Don’t let anyone look you in the face and tell you the Patriots played well as a pass offense tonight. This theoretical goofball may well want to say, “Look at the numbers, Tom Brady threw for 326 yards and three touchdowns.” That type of box-score analysis isn’t gonna fly. Not in this house. 

How anyone could watch Sunday night’s loss to the Texans and not be slightly worried about the New England passing game is beyond me. Whether it’s Brady looking a bit more stiff than we’re used to or the receivers being a clear roster weak point, the issues are there for any objective eye to see.

The Patriots have clear strengths as a team. The defense is good. We know the secondary is well-coached and has one of the best players in the NFL in Stephon Gilmore. Deshaun Watson took them to task tonight but it’s the first time anyone has even truly moved the needle against them. As a team, they ran the ball well against the Texans. Sony Michel and James White each cleared 4.4 yards per carry and the offensive line is miles better as a run-blocking unit the last two weeks since Isaiah Wynn has returned. 

Even with all those roster strengths and one of the best coaches to ever carry the clipboard, this team has a passing problem. Reinforcements are not coming. The group they have in the receiver room is what they’ll take into January. Brady is at a stage of his career where we can expect him to be human. New England can be a dangerous team but it’s unlikely to come via their aerial attack. 

This isn’t some kind of “empire is falling” or “Tom Brady is finished” post. There are no hot takes here, just the reality that this great dynasty is in one of its final chapters. New England can easily hoist the Lombardi in February but it feels far from a given. 

Since they are two of the best players in the NFL, Lamar Jackson and Deshaun Watson have already gotten the best of New England’s rockstar defense. That could easily shift to the defensive side of the ball’s advantage in a potential rematch but we have verifiable evidence that the best passers in the game can gain the upper hand. In both cases, the Patriots offense wasn’t up to task in getting the best of a high-scoring affair.

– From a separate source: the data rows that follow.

PR #41, opened 2024-04-09
Fix #40 Add exemption to entrypoint_nginx for taxonomies

### LINKED ISSUE #40: Custom taxonomies get overwritten on startup
Core Build: v2.4.188

**Description**
When starting the core container the `files/taxonomies` directory is overwritten by `entrypoint_nginx.sh`. This seems to prevent the user from provisioning custom taxonomies to MISP. 

**Related issues**
#31
#16 
#17 

Can this be fixed by applying a similar exception as used in the related issues, or am I misunderstanding how taxonomies should be provided?

DaanWillems:
### What does it do?
The change fixes https://github.com/MISP/misp-docker/issues/40

### Expected behavior
The taxonomies should be persistent after restarting or updating the core container

### DIFF
--- a/core/files/entrypoint_nginx.sh
+++ b/core/files/entrypoint_nginx.sh
@@ -148,7 +148,7 @@ EOT
 
 update_misp_data_files(){
     for DIR in $(ls /var/www/MISP/app/files.dist); do
-        if [ "$DIR" = "certs" ] || [ "$DIR" = "img" ] ; then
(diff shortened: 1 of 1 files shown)


ostefano:
Thank you @DaanWillems . Since this is the third time it happens, can you investigate whether we should do the same for other directories?

ostefano (approved):

PR #52, opened 2024-04-23
Support optional OIDC_ISSUER parameter

christianmg99:
Following https://github.com/MISP/MISP/pull/9694 merge, supporting new optional OIDC parameter.

From shell docs:
`${parameter:+word}`
`If parameter is null or unset, nothing is substituted, otherwise the expansion of word is substituted.`

I used this method since issuer should be null and not an empty string in case it's missing (Unsure about whether MISP understands an empty string as null value).

### DIFF
--- a/core/files/configure_misp.sh
+++ b/core/files/configure_misp.sh
@@ -103,6 +103,7 @@ set_up_oidc() {
     fi
 
     # Check required variables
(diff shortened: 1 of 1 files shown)


ostefano:
LGTM 👍

PR #54, opened 2024-04-29
Fix issue where searching for '.php' returns an error

UFOSmuggler:
If you search MISP for something ending in .php, the nginx location directive is too broad, and will match.  This results in nginx attempting to load the search path as a file.

Consider:
- Search for `something.php`
- The URL accessed becomes `/events/index/searcheventinfo:something.php`
- The MISP nginx location directive this passes through is predicated on the path`\.php$`

This will obviously match, and nginx attempt to load `searcheventinfo:something.php`, and this is what we see:

image

This commit causes the file path (`$fastcgi_script_name`) and subsequent path (`$fastcgi_path_info`) to be passed as separate parameters to fastcgi, so that any arbitrary path ending in .php is not interpreted as a script name.

I've been running this fix for months on my own misp-docker instances, and haven't had any issues.

### DIFF
--- a/core/files/etc/nginx/includes/misp
+++ b/core/files/etc/nginx/includes/misp
@@ -21,8 +21,11 @@ location / {
     try_files $uri $uri/ /index.php$is_args$query_string;
 }
 
-location ~ \.php$ {
+location ~ ^/[^/]+\.php(/|$) {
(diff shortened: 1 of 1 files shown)


ostefano:
LGTM 👍

PR #56, opened 2024-05-02
Allow REDIS Password and ZMQ Switch

christianmg99:
This code change allows for 2 new optional env variables REDIS_PASSWORD and ZMQ_ENABLE.
Current deployments without these variables aren't affected.


ostefano:
Not sure whether redis password is correctly loaded from docker-compose. <strike>Anyway ZMQ and redis password are two different concerns, so it would make sense to split the PR.</strike>

ostefano (changes requested):
LGTM, but we should have the env vars documented inside template.env, and picked up and forwarded to the container in the docker-compose.yml file as well.

ostefano:
> LGTM, but we should have the env vars documented inside template.env, and picked up and forwarded to the container in the docker-compose.yml file as well.

Also `misp-modules` needs to pick up the password as well.

ostefano:
This PR would solve https://github.com/MISP/misp-docker/issues/9

ostefano:
Broke as is, https://github.com/MISP/misp-docker/pull/107 supersedes it

PR #66, opened 2024-05-28
Alter apply_critical_fixes() to check that a setting has not already been set before forcing to safe default.

### LINKED ISSUE #63: apply_critical_fixes() in configure_misp.sh turns off actions plugin every time the misp-core container comes up
https://github.com/MISP/misp-docker/blob/master/core/files/configure_misp.sh#L264

I suspect this is forced off so that if the Action_services_url is incorrect, MISP doesn't drop its lunch.  However, it doesn't seem to cause an issue if set to something that doesn't exist.

Perhaps this isn't needed after all?  Otherwise, every time the container comes up we have to edit the config again to turn it back on.

Is there some other reason for this I am not aware of?

UFOSmuggler:
Fix for #63 

Uses cake console commands to get and set settings.
Works with both DB and config.php settings.

Unfortunately, MISP's serverSettings model does not seem to understand Security.auth, which is used for external auth purposes.  For this reason we have to do ugly kludge to check this array, then use the existing ugly kludge to set it as an empty array if it does not already exist.  For some reason, the previous script was setting it as "" instead of array(), but it is clearly expected to be an array.  Probably doesn't really matter though, and we leave it alone if already "" after this change.


ostefano:
What about `apply_optional_fixes`? Would it make sense to extend this mechanism to those settings?
Maybe by extracting the set logic, and making it a function accepting a JSON-like variable?

UFOSmuggler:
ok, generalising the method to do this but running into a few misp related issues.

also fixing up a few other minor things at the same time that have been annoying me.

give me a few days and i should have a sound method to deal with settings generally.

ostefano:
I like this approach. Do you think it would make sense to split config and data and store the JSON data outside the .sh file? That would improve readability/maintainability.

UFOSmuggler:
take a gander at that and let me know what you think.

ostefano:
Nice stuff! Would it make sense to merge `enforced` and non-enforced files, and add a key to each entry `enforced=False/True`?

Little nit: change of tag in docker-compose should be not pushed.

ostefano (changes requested):
See https://github.com/MISP/misp-docker/pull/66#issuecomment-2141853372

UFOSmuggler:
> Nice stuff! Would it make sense to merge `enforced` and non-enforced files, and add a key to each entry `enforced=False/True`?

I am of the opinion that the function of the two files is sufficiently different that they should remain separated for safety.  If you still believe that they should be merged, rather than an "enforced" boolean key, probably better to have "enforced" and "unenforced" object keys that contain their respective settings to apply.  still, i'd prefer them left as is to avoid unintentional foot shootings.

> 
> Little nit: change of tag in docker-compose should be not pushed.

rebased and pushed without this accident.

UFOSmuggler (commented):
See https://github.com/MISP/misp-docker/pull/66#issuecomment-2144033908

ostefano:
@UFOSmuggler followed up in gitter/matrix.

ostefano (changes requested):
As per discussion:

* add some doc in the readme (especially when, i.e., which scenarios, we should update the enforced / non_enforced JSON to add new settings)
* comment out code that is not used
* test the changeset against more complex configurations (OIDC/LDAP)
* test the changeset whether settings in DB / config are used
* change the file names so files containing the same settings are next to each other when sorted

UFOSmuggler:
* ~~add some doc in the readme (especially when, i.e., which scenarios, we should update the enforced / non_enforced JSON to add new settings)~~
* ~~comment out code that is not used~~
* ~~test the changeset against more complex configurations (OIDC/LDAP)~~
* ~~test the changeset whether settings in DB / config are used~~
* ~~change the file names so files containing the same settings are next to each other when sorted~~
* ~~Check custom certs still work~~

ostefano:
One thing I forgot to ask: what is the impact on users updating to a docker image featuring this new settings system? Is it something we can qualify/quantify?

UFOSmuggler:
> One thing I forgot to ask: what is the impact on users updating to a docker image featuring this new settings system? Is it something we can qualify/quantify?

yeah the whole point of this was to handle these settings in a manner non-destructive to the choices an instance's admin makes.  the previous method will override some choices.  this method respects choices and only sets unset settings to sane defaults.  as well as enforce envars, which was the previous behaviour.

there should be no other impact upon upgrade of or migration to this docker compose stack.  unless i've done something wrong.

i have some dev and prod instances using the previous system (not these changes) that i plan to test on before i will be happy with my changes.

UFOSmuggler:
More testing to go (particularly around the OIDC/other security/auth stuff) but so far:

**Create new docker compose misp-docker stack:**
ENABLE_DB_SETTINGS=true: Absolute minimum config settings and all CLI_only config directives created in config.php, remainder exist in system_settings table.
ENABLE_DB_SETTINGS=false: All config directives created in config.php.

**Change envar driven setting and restart or recreate container:**
ENABLE_DB_SETTINGS=true: Operator change reverted to envar in DB.  If previous value was stored in config.php, it contains the old value.
ENABLE_DB_SETTINGS=false: Operator change reverted to envar in config.php.

**Change safe default setting and restart or recreate container:**
ENABLE_DB_SETTINGS=true: Operator change persists in DB, config.php contains old value.
ENABLE_DB_SETTINGS=false: Operator change persists.

**Change CLI_only setting and restart or recreate container:**
ENABLE_DB_SETTINGS=true: Operator change persists, nothing created in database.
ENABLE_DB_SETTINGS=false: Operator change persists.

**Change bare minimum config file only setting and restart or recreate container:**
ENABLE_DB_SETTINGS=true: Operator change persists in database, config.php contains old value.
ENABLE_DB_SETTINGS=false: Operator change persists.

**Upgrade existing docker compose stack from prior to these changes:**
ENABLE_DB_SETTINGS=true: Existing settings kept, new settings set in database.  Old config.php structure maintained.
ENABLE_DB_SETTINGS=false: Existing settings kept, new settings set in config.php.  Old config.php structure maintained.

**Note**: Attempting to set MISP.redis_password to "" in the database results in it not being stored in DB at all. Its default value when unset is "" anyway. Recommend fixing by generating random strings for config passwords and secrets, to be stored in config.php.

Everything so far looks fine.

comparison of diagnostics pages (from vanilla as possible install):

old:
Screenshot from 2024-06-05 10-41-14

new:
Screenshot from 2024-06-05 11-41-26

UFOSmuggler:
Testing of configurations using AAD, OIDC, and LDAP resulted in identical configurations being made by the current misp-docker misp-core image, and one built with these changes.

In each case, all settings were generated correctly in the config.php file, and if system_settings table was being used, most of the config went in config.php with the remaining small number of config directives going in the databse.

UFOSmuggler (commented):
All review questions satisfactorily met.

ostefano:
I think we are ready to go.

I would add a line to the README file detailing which JSON file to modify when adding a new setting (something that we do on a regular basis, and hence we want to make as straightforward as possible).

Something like:

```
Adding a new setting and unsure where/how to edit the JSON files?

If it is just a default setting that is meant to be set if not already set by the user, add it here.
If it is a setting controlled by an ENV variable which is meant to override whatever is set, add it there.
Note that you can still specify a default value in the second case.
```

But I can add this myself in case.

Do you want me to merge, or further polish it?

ostefano (approved):

UFOSmuggler:
click the big shiny merge button please.  feel free to add text to documentation.

i might polish further at a later point in time.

That’s likely to be the case in a rematch as well. All of that is just where we are with this team. The Patriots are clearly an AFC contender but do not look like a favorite at this stage. 

Whatever the logic was to start Nick Foles

The Jaguars had a good thing going. Rarely does this team have something to get up for. It was clear as day that Gardner Minshew was giving them just that during his run as the starter. And yet, the Jaguars brass decided to turn the reins back to Nick Foles when the former Super Bowl MVP was healthy. 

Since Foles returned after the bye, the Jaguars have lost three-straight games and were outscored 103-44 by the Colts, Titans, and Buccaneers. He has been far from the only problem. He has been far from anything resembling a solution. 

With Minshew removed from the equation, it seemed like every ounce of juice left along with him. The fire that visibly seeped from Minshew to his teammates and down onto the fanbase has evaporated. For a team that seems bereft of any sort of identity since their AFC Championship loss two years ago, that’s problematic. 

It’s almost certain the team gave Foles his starting job back because they believed in their offseason investment and wanted to protect it. Bad logic. My assumption was that the team believed that perhaps the Jaguars’ relative success under Minshew had less to do with him and more to do with the ecosystem around him being better than we imagined amid breakouts from players like DJ Chark and Leonard Fournette. Two and a half weeks with Foles as the starter was enough to see that was equally as faulty a theory. 

Whatever reasons the Jaguars had for putting Foles back in there, they were poor. Foles probably would have been more valuable to the team if they could use him as a trade chip in the offseason but now he’s soiled his value. The Jaguars offense needs to be severely downgraded the rest of the season, even if Minshew reprises his starting role. 

The 49ers loss

There isn’t much shame in losing on the road to the NFL’s most transformative figure in 2019. The 49ers were 5.5-point underdogs to Lamar Jackson’s Ravens but it took a last-minute field goal to send them packing. Outside of the win, it was as good as it could get for San Francisco. No one is taking a moral victory lap for the 49ers but there were encouraging signs here.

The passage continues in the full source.